We focused initially on the potential role of PD-1 in constraining atMBC, as it was enriched on HBsAg-specific and intrahepatic atMBC, and PD-1 blockade is already being tested in patients with CHB based on its capacity to boost antiviral T cells (10). Multidimensional analysis showed that PD-1 expression on B cells in CHB primarily clustered with the class-switched FcRL5+ atMBC fraction. High PD-1 expression on atMBC and on HBsAg-specific B cells was accompanied by increased intracellular levels of T-bet. T-bet has been suggested as defining a population of B cells with high antiviral potential (29, 31, 41–43), but also associates with the PD-1hi atypical dysfunctional phenotype in CHB, as in malaria, HCV, and HIV (28, 29, 58, 62). These paradoxical findings are reminiscent of the complex role of PD-1 on T cells, associated with both activation and inhibition, limiting T cell function while also promoting long-term maintenance of immunosurveillance in the setting of chronic antigenic stimulation (40, 61, 63). Overall, they support T-bethiPD-1hiHBsAg-specific B cells being a favorable target for releasing from inhibition, since they should be transcriptionally wired for antiviral efficacy. Consistent with this, we were able to enhance the capacity of atMBC from patients with CHB to produce the antiviral B cell differentiation-promoting cytokine IL-6 with short-term PD-1 blockade and CD40L stimulation. Although the majority of studies have focused on PD-1 in T cells, several reports have shown that this receptor can also inhibit B cell signaling, survival, and functionality (34–36, 49, 64, 65). Of particular note, in vivo PD-1 blockade in macaques with SIV was able to enhance MBC proliferation and production of SIV envelope–specific Abs in parallel with T cell reconstitution (64). Indirect effects of PD-1 blockade on B cells via boosting of Tfh cannot be excluded in vivo, although previous work in mice has suggested PD-1 blockade actually inhibits germinal center Tfh interactions (66). A direct effect of PD-1 blockade on B cells was supported by further work from SIV-infected macaques showing preferential depletion of PD-1–expressing MBC in vivo and the susceptibility of PD-1hiCD21– actMBC to PD-L1–induced apoptosis in vitro (49). The latter finding is in keeping with our data showing that BCR-stimulated atMBC from patients with CHB underwent approximately 3-fold less apoptosis in the presence of PD-1 blockade.

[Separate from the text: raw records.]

PR #927, opened 2017-07-01
Added 500 Hz tuning step

pa7n:
As most stations try to transmit on a round frequency number of 1.0 kHz or 0.5 kHz I added the 500 Hz frequency step. It's also a nice compromise in speed between 1 kHz and 100 Hz tuning.


df8oe:
I almost forget working in CW :/ Only working in SSB 500Hz stuning step is not so important as when working in CW!

DG9BFC:
just tried new version ... and i like the new tuning step of 500 hz ...

pa7n:
Nice you like it!
73, Erwin

PR #944, opened 2017-07-09
Splash Screen refactoring (Test required!)

db4ple:
The display is now initialized as early as possible.
A new "logging" function can be used during the boot phase to report
issues which in turn will be shown on the Splash screen.
At the end of the boot phase, the "logging" phase is finished
and normal operation is started.
In addition a "no display found" condition is reported (no green led during boot).
Since a screen is not necessary for operating the mcHF via CAT,
normal operation will be enabled despite the display being inaccessible.

PLEASE TEST IF SCREEN INIT WORKS on F4 SPI and PARALLEL.


DG9BFC:
seems to work
tested on mchf 0.4 with 2.8 display in parallel mode
greetz sigi

PR #967, opened 2017-08-01
Implementation of #966 (PTT via RTS)

db4ple:
RTS now can be used to control PTT.
Not tested, needs testing with RTS & DTR capable software (fldigi, WSJTX)
and with CAT software which uses the CAT approach (HRD, fldigi, WSJTX).

NEEDS TESTING, NOT TESTED ON LIVE SYSTEM!


ok1cdj:
Hi, will test it asap, when daily build will be available..

Tnx and 73 Ondra

PR #976, opened 2017-08-06
Fix issue with frequency bar not correct if CW Freq Offset == Shift

db4ple:
Now this mode is as usable as CW Freq Offset == RX.

What happens if a specific CW Freq Offset Mode is used, when switching From/to CW mode

Shift: shifts waterfall, displayed frequency doesn't change
RX:    doesn't shift waterfall, but displayed frequency changes

### DIFF
--- a/mchf-eclipse/drivers/ui/lcd/ui_spectrum.c
+++ b/mchf-eclipse/drivers/ui/lcd/ui_spectrum.c
@@ -1173,7 +1173,7 @@ static void UiSpectrum_FrequencyBarText()
         UiMenu_MapColors(ts.spectrum_freqscale_colour,NULL, &clr);
 
 
-        float32_t freq_calc = RadioManagement_GetRXDialFrequency()/TUNE_MULT;      // get current tune frequency in Hz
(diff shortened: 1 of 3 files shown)


df8oe:
Now everything works as expected and the two modes RX and SHIFT make sense:

If you use RX you can toggle from SSB to CW and if you have heard a CW signal in SSB it is same way heard when switched to CW (but frequency display jumps at height of sidetone). Absolutely normal: if you want to hear carrier it cannot be located at SSB carrier (because of this is at "0Hz"!!)
If you use SHIFT frequency display remains at toggling modes from SSB to CW - but now you have to change frequency (in height of sidetone frequency) if you want to hear a CW signal that formerly was heard in SSB.

Everything fine - mode TX can be removed (because there is no other useful mode than RX and SHIFT) and issue can be closed...

vy 73
Andreas

db4ple:
The funny thing is: there is virtually no specific code for the mode CW Freq Offset == "TX". It is "do CW" without CW specific handling for frequency display/tuning etc.

df8oe:
I think there has been planned something which never has been done :) So it is not astonishing that TX dos confusing things. I propose to eliminate this...

PR #987, opened 2017-08-14
Added an experimental rtty decoder (work for issue #9)

db4ple:
Enable in debug menu, 170 Hz shift, 2 stop bits, 45.45 Baud, center frequency
around 1000Hz (!). Can be used with the 500 Hz, Center 950Hz filter.

It is a very simple decoder, allows us to think how these
should be integrated.


DF5LI:
Cool! I've been waiting for a long time!!! 

73 Harri

db4ple:
Don't get too exited. I am not sure how it performs under real world conditions. Just tested with fldigi and about 5m distance between dummy load (transceiver with fldigi) and antenna (UHSDR OVI40).

df8oe:
It seems we are reaching the edge @ mcHF. If I turn RTTY on @ mcHF sound gets "rough" and mcHF is no longer accepting user inputs. The only way to leave this is removing power. It does not decode anything. I think STM32F4 does not have enough horse power to do the DSP jobs AND the RTTY decoding job...

If I turn on RTTY @ OVI40 it switches to RTTY and immediately starts to decode the noise :) I can change filters, frequencies and everything else. Added my antenna gives normal reception, activating my test TX running fldigi and working to a dummy load (which gives S9 at mcHF) results in 100% correct decoding. Very good start of work!

73
Andreas

DD4WH:
Hi Danilo, hi Andreas,
looks like a very nice start! However, I did not test yet. 
I am not convinced that we are reaching the edge, because as Danilo already stated in the code, the RTTY decoding runs at 48ksps! It would be easy to put that in the decimated audio path running at 12ksps (with a four times saving of processing time). AND:
Filtering is done twice: first the "normal" filters (hilbert + IIR lowpass/bandpass), then the two bandpass IIRs and a lowpass IIR in the RTTY-code. So lots of opportunities to optimize for the STM32F4. 
I will have a look, whether I can be of some help in making it run on the STM32F4, but have heavy time constraints right now . . .
73 de Frank
P.S.: 
CW decoding: https://sites.google.com/site/lofturj/cwreceive
PSK31 decoding: https://github.com/zenmetsu/radioModem
;-)

db4ple:
Yes, adding a decimation is a must, and maybe also switching to use the ARM functions. I think I can do this on my own as we have already decimation filters available. The RttyFilters can be recalculated easily using the mention URL with a filter calculator. I checked the page and I was able to get the values used in the code from the tool, so I am confident that I simply have to change the sample rate and will get the correct parameters for the change sample rate. I guess 8k sample rate is good enough and this will probably reduce performance requirements significantly (3 filters at 48ksps -> 3 filters at 8ksps + 1 decimation filter from 48ksps to 8ksps). I hope this reduces load in total a lot.

73
Danilo

db4ple:
Ok, I was out of sync, you already did what I proposed... cool.
TNX, Frank!

db4ple:
Hi Frank,
okay, you did half of it. We need to adjust the filter coefficients according to the decimation rate, otherwise it is not working. I can do the rest as explained above. But not now...

DD4WH:
Hi Danilo,
no, I did not do it correctly, because I did not change the filter coefficients ;-).
So, go ahead, and change the filter coefficients with the filter tool!
Two comments:
1.) 8ksps is not easily feasible if we use the ARM functions, because decimation factor has to be a multiple of the blocksize! So decimation-by-4 is fine, decimation-by-6 is not easy. Why not use decimation-by-8? Would mean 48/8 = 6ksps, that means max. frequency usable is 3k, should be enough! Or just use the decimation already done in the audio path (by 4).
2.) the lowpass filter with corner frequency 50Hz using an IIR filter will not work with single floats! You need more precision (double) with such low corner frequencies. So we will have to use a FIR filter OR use double precision ONLY for that specific filter.

73 de Frank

Previous work has shown that B cell proliferation and cytokine production can be boosted by siRNA knockdown of PD-1 and a range of other inhibitory receptors expressed on atMBC from patients with HIV (34). The atMBC we identified in patients with CHB had significantly increased expression of a number of inhibitory receptors on their surface, as also noted in malaria (44); future studies will need to investigate their potential contribution to the impaired signaling and effector function we observed. Coligation of PD-1 and the BCR inhibits Ca2+ mobilization and tyrosine phosphorylation of several proximal BCR-signaling molecules, such as SYK (35), consistent with the impaired BCR-dependent calcium flux and reduced phosphorylation of BLNK we observed in atMBC in CHB. Analogous impairments have been observed as a result of ligation of the inhibitory receptor FcRL5, another hallmark of atMBC (44, 67), which we found to be markedly upregulated on atMBC and HBsAg-specific B cells in CHB. FcRL5 binds the Fc of intact IgG (38, 39), raising the possibility that circulating immune complexes crosslink FcRL5 to the BCR, further suppressing B cell activation in a way similar to that of the inhibitory Fc receptor FcγRIIB (37). Therefore, it would be of interest to examine whether circulating HBsAg/anti-HBs immune complexes, a well-recognized feature of CHB (16), further contribute to suppressing B cell function through the increased expression of FcRL5 and FcγRIIB.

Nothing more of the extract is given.